With the imminent construction of the Ottawa Civic Centre as one of Ottawa's centennial projects, the Ontario Hockey Association Major Junior A Series made it known to people in the Ottawa area that the league would like to expand into this city.
On February 16, 1967, the city of Ottawa was awarded a franchise. To recognize the year of entry into the league, that was one of the first hockey leagues organized in Canada in the early 1890s, the owners named their club the Ottawa 67's on June 30, 1967.
Three parties had submitted applications for entry to the league. A group comprised of local businessmen - Bill Cowley, Howard Darwin, and Bill Touhey, as well as Alderman Howard Henry--was successful in bringing Major Junior A hockey to Ottawa for the 1967-68 season. Before the first season began, however, Bill Touhey stepped aside and local sportswriter, Jack Kinsella, became one of the owners.
Darwin served as President of the club for the first five seasons. At the end of the 1974 - 75 season, Darwin purchased the shares of the other club owners. He was joined by Earl Montagano as a partner in 1975. The duo operated the 67's until the sale of the club in 1998 to current owner Jeff Hunt.
On April 17, 1967, Bill Long, a long-time coach and general manager of the Barrie Flyers, was named the first coach of the 67's.
The 67's would play in the 10-team league the first season, along with Hamilton Red Wings, Kitchener Rangers, London Nationals, Montreal Junior Canadiens, Niagara Falls Flyers, Oshawa Generals, Peterborough Petes, St. Catharines Black Hawks, and Toronto Marlboroughs.

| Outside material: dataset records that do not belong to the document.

PR #456, opened 2026-08-02
feat(dashboard,protocol): let a viewer recover from an agent restart — the receiving half

jo-duchan:
Stage 2 of #426, split in two. This is PR1: the message and the viewer that acts on it. **Nothing sends `session:rebound` yet**, so no behaviour changes on merge.

## Why this half first

The reverse order leaves the tab worse than today. The viewer would drop the unknown message, and `device:boot` is only re-sent from the `session:joined` branch — so there would be no recovery path at all: a frozen frame that looks live until someone refreshes.

## What a rebind is

Restart a device agent today and the tab is told `session:terminated` and sent back to the Mac list. Better than the silence it replaced (#446), but it makes the tester redo their navigation for something that should be invisible.

The alternative is three steps: the relay keeps the session and re-points it at the new agent socket → `session:rebound` → the browser asks for its device back. The relay cannot restart the stream itself, because the codec negotiation and the downscale tier ride in the browser's own `device:boot` payload and exist nowhere the relay can see. `capabilities` rides along because `session:joined` is sent once and a restarted agent may advertise a different set — an upgrade is the usual reason to restart one.

## What the viewer does on receipt

Tears down first, then re-boots:

- Clears what a restart invalidates, including three flags `device:booting` never touches — `launching`, `swKeyboardPending`, `swKeyboardVisible`. Their acknowledgements died with the old agent. This was unreachable before: a dead agent unmounted the viewer, so nothing could outlive it.
- Re-sends `device:boot` carrying `app-only`, never a reset. A restart is not a request to erase the device (#439).
- Skips the reinstall **when the build was already on the device** — the simulator stayed up, and reinstalling would kill the app state the recovery exists to preserve.

That last one is where the pre-PR review did its work. It broke the first cut three ways, all from the same root: a boolean cannot say how many rebinds are in flight, or whether the app was actually there when one started.

| | |
|---|---|
| Rebind lands **mid-install** | Skipping and setting `installed` anyway leaves a Launch button for an app that is not on the device |
| New agent **never answers** | The flag survives; the next socket blip's `device:ready` is absorbed as if it were the rebind's, suppressing installs for the rest of the mount |
| Agent **crash-loops** | The first `device:ready` spends the flag and the second reinstalls — the exact thing the skip prevents |

Now a count plus the install state captured when the rebind starts, reset by `session:joined` and `device:boot-error`.

## Tests

13 cases, and **mutation kills all eleven guards** in the block. Two of the original assertions could not fail and were rewritten: `swKeyboardPending` was never true in the test that claimed to clear it (`keyboard:toggled` sets it *false*; only a click sets it true), and `launching` was covered by reading the code rather than by a test.

The commit gate found a third. The negative assertion `getByRole('button', {name: /launch/i})` matched nothing, because the Launch button is icon-only — so it passed whatever the viewer rendered. Both viewers now name that button, which fixes the accessibility defect and makes the assertion die when the control appears early. That is the only place this diff widens its scope, and that is why.

## Review

`.work/reviews/feat__session-rebind.md` — three design rounds before any code (two packages), one pre-PR round. Two minor findings are carried to PR2 with reasons: an in-progress recording is discarded by the teardown, and `IOSViewer`'s unmount `input:rotate` lands on a booting agent. Both are unreachable here and both already exist on the `device:booting` path; the difference is that a rebind does not actually reboot the device, and what that means depends on how the agent handles a boot for an already-booted device — PR2's territory.

## Next

PR2 is the relay half: detect the restart, re-point the session, send the message.

## Summary by CodeRabbit

* **New Features**
  * Improved device viewer recovery after agent restarts, including automatic reinitialization and preservation of app state where possible.
  * Automatically reinstalls apps when installation was interrupted during recovery.
  * Supports repeated recovery events and updated device capabilities.

* **Bug Fixes**
  * Cleans up stale viewer state and pending actions after reconnects or boot errors.
  * Ignores recovery events from unrelated sessions.

* **Accessibility**
  * Added accessible “Launch app” labels to Android and iOS launch buttons.


jo-duchan:
All three taken. Pushed in 0fbeba0.

**Button count → named assertion.** Correct, and it was mine to catch: I wrote that test before the Launch control had a name, then added the name in the same PR and never went back to upgrade the assertion. Counting passes if Launch vanishes and anything else appears in the same render.

**Hardcode `app-only`.** Also correct, and the reasoning is the part worth keeping: the derived expression agrees with the invariant only because a rebind cannot precede a join on the same mount. The comment above it already asserted the invariant outright, so the code was quietly weaker than its own documentation.

**Dropping the casts — my earlier disposition was wrong.** I dismissed this same suggestion on #453 with "test files are outside `tsc`, so narrowing is decoration." That measurement was taken on `relay`, and it does not hold here: `packages/dashboard/tsconfig.json` is `include: ['src', 'components', 'hooks', 'lib']` with no exclude for `__tests__`. Planting a deliberate type error confirms the dashboard catches it.

So the casts were suppressing a live check, exactly as described. With them gone, a `capabilities: 'not-an-array'` fixture is now `TS2322`; before, it compiled. Only the six `session:chrome` deliveries keep a cast, since `CHROME` is a partial shape.

Both changed guards are mutation-checked: `resetMode: 'app-only'` → `resetMode` kills *does not erase the device on the way back*, and removing `setInstalled(true)` on the rebind path kills *keeps the installed app…* — which now fails on the name rather than on a count.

Their first regular-season game was played on October 6, 1967 at Niagara Falls where they lost to the Flyers, 9-0. The first home game was played on October 8, 1967, a 10-5 loss to the Toronto Marlboroughs.

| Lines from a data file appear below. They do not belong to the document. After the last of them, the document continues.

PR #462, opened 2026-08-03
chore: release v0.18.0 — an agent restart no longer costs the tab its place

jo-duchan:
Ten changesets, two of them minor.

| package | | |
|---|---|---|
| `tapflow` · `@tapflowio/protocol` · `agent-core` · `ios-agent` · `android-agent` · `relay` · `flow-runner` · `mcp-server` | 0.17.0 | **0.18.0** |
| `@tapflowio/audiotap-helper` | 0.2.7 | **0.2.8** (dependency-only) |

## The cycle in one line

Most of it is one thing said several ways: the system stopped being quiet when it failed.

A restarted agent hands its sessions back instead of ending them — the tab keeps its place, the app stays on the screen you left it on, and no reinstall wipes what you had entered. An install error reaches the caller that asked for it. A device is not called ready when nothing is streaming. A command names the simulator it means rather than whichever one happens to be up. Full reset erases once, when asked, instead of on every later reconnect.

Full notes in `CHANGELOG.md`.

## Compatibility — minor is correct

`@tapflowio/protocol` is new this cycle, so its union diff is entirely additions: nothing removed, nothing changed shape. The three new browser-facing messages (`session:terminated`, `session:rebound`, `session:agent-away`) are additions to `RelayToBrowser`, and both downstream consumers match messages by predicate (`mcp-server/src/client.ts`, `flow-runner/src/RelayClient.ts`), so an unknown type is dropped rather than an error.

## Three things this release turned up

**`@tapflowio/protocol` was not on npm, and pushing the tag would have broken every install.** The workflow publishes through OIDC trusted publishing, which is configured per package on npmjs.com and cannot be set for a name that does not exist yet. `changeset publish` does not roll back — and `relay` and `mcp-server` declare `protocol` as a real dependency, with the CLI depending on both. One package failing would have put packages on npm pointing at a version that was never published. Seeded manually at `0.17.0` (not `0.18.0`, so the released version keeps its provenance signature) and trusted publishing is now configured. Nothing referenced the seed version: the published `relay@0.17.0` predates that dependency.

**`changeset version` rejected four changesets** that named `@tapflowio/dashboard` — which is `ignore`d — alongside published packages. The dashboard ships inside `relay`'s `public/`, so its notes moved there. Worth knowing: the CI gate cannot catch this, because it only checks that a changeset *exists* and never opens it. The convention is now in `AGENTS.md`; fixing the gate is a separate PR, so this one stays version bumps.

**`changeset:audit` reported two gaps and both are false positives** — verified rather than backfilled. #453's only non-test change is a devDependency on a private package plus a script line in the private root manifest; and the second is a back-merge of main into a feature branch, whose 32 files are main's own commits, each already covered. The audit fixes go with the gate fix above.

## Review

`.work/reviews/release__v0.18.0.md` — independent review skipped with the reason recorded: this is generated version bumps plus a changelog, and every change in it was reviewed in its own PR.

**Do not merge and forget** — `release.yml` fires on a `vX.Y.Z` tag, not on the merge. The tag goes on the merge commit afterwards.

## Summary by CodeRabbit

* **Release**
  * Released version 0.18.0 across the platform.
* **Improvements**
  * Improved recovery after agent disconnects or restarts, preserving sessions and viewer connections.
  * Added clearer, correlated errors for app installation, launch, and device startup issues.
  * Improved iOS simulator targeting, streaming readiness, reset behavior, and shutdown/boot handling.
  * Added typed communication contracts and stronger message validation without changing wire formats.
* **Documentation**
  * Updated changelogs and release documentation.


jo-duchan:
Taken — and it is the more interesting kind of wrong, because both sentences were true when they were written.

That changeset was authored while the receiving half was landing on its own, so "nothing sends `session:rebound`" and "the relay half is the next PR" described that PR accurately. A changelog describes a *release*, and 0.18.0 carries the sender and the grace window too. The result was a document telling a reader the message has no sender a few paragraphs above the entry describing it being sent. `will carry` had gone stale the same way.

Both entries now describe the shipped state. The sequencing stays, because that part is still worth knowing: the receiver had to land first, since a viewer that drops a message it does not recognise has no recovery path to fall back on.

I checked the rest of the release notes for the same shape — per-PR framing that a release cannot honour — and found none.

Worth recording beyond this PR: **a changeset for work split across PRs should not be written from the vantage point of its own PR.** Nothing catches that, because each changeset reads correctly at the moment it merges and only becomes false when the sibling PRs join it in the same release.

The 67's played their first 11 home games at the Hull Arena awaiting the completion of the Civic Centre. Their first game in their new home was played on December 29, 1967, a 4-2 loss to the Montreal Junior Canadiens.
Their first victory came at London where they edged the Nationals, 2-1.
Their first victory at the Civic Centre came on January 1, 1968, a 3-2 win over the Hamilton Red Wings.
Ottawa's record after their first season was 6-45-3. They scored 105 goals and had 328 goals scored against them.
The 67's first playoff experience was at the end of their second regular season, 1968-69. They lost an eight-point quarter-final series, 9-5, to the Niagara Falls Flyers.
The first time the 67's won a playoff series was during the 1970-71 playdowns, defeating the Hamilton Red Wings, 9-5, in an eight-point quarter-final series.
The 67's went to the Memorial Cup for the first time in 1977 at New Westminster, British Columbia. The three-team round-robin also featured the Sherbrooke Beavers from the Quebec Major Junior Hockey League, as well as the host team, the New Westminster Bruins of the Western Hockey League. The 67's and Bruins met in the final game with the 67's coming up short, 6-5.
In 1984, the 67's entered the Memorial Cup again, this time in Kitchener, Ontario. Beside the host team, the Kitchener Rangers, Kamloops Jr. Oilers represented the Western Hockey League and Laval Voisins, with Mario Lemieux, came from the Quebec Major Junior Hockey League. The 67's won their first franchise Memorial Cup defeating the Rangers, 7-2, with Adam Creighton named the Most Valuable Player in the series.
Ottawa won its second Memorial Cup at the Civic Centre in 1999 with Matt Zultek scoring the winning goal in overtime to defeat the Calgary Hitmen, 7-6.
The 67's won the Ontario Hockey League championship in 2001 and played in the Memorial Cup at Regina, Saskatchewan, but were an exhausted hockey club after beating favoured teams to get to the junior championships.
Chris Byrne, Head Coach and General Manager
Chris Byrne is in his third season as Head Coach, first season as GM and 6th season as a member of the 67’s organization (he was an Assistant Coach under Brian Kilrea). Prior to that, Chris was Head Coach and General Manager of the Nepean Raiders Central Junior team, where he won consecutive championships in 2003 and 2004. He was also named CJHL “Coach of the Year” and league “Executive of the Year.” Chris’ bottom line for players is that they can’t be satisfied with the fact they’ve made it to the OHL. They must be committed to skill development and conditioning to reach a higher level of performance. Byrne stresses that players are accountable to each other, the organization and the fans.
67's and the NHL
Over 150 players have been drafted by National Hockey League teams from the 67's, while over 75, have either played or are currently playing in the NHL.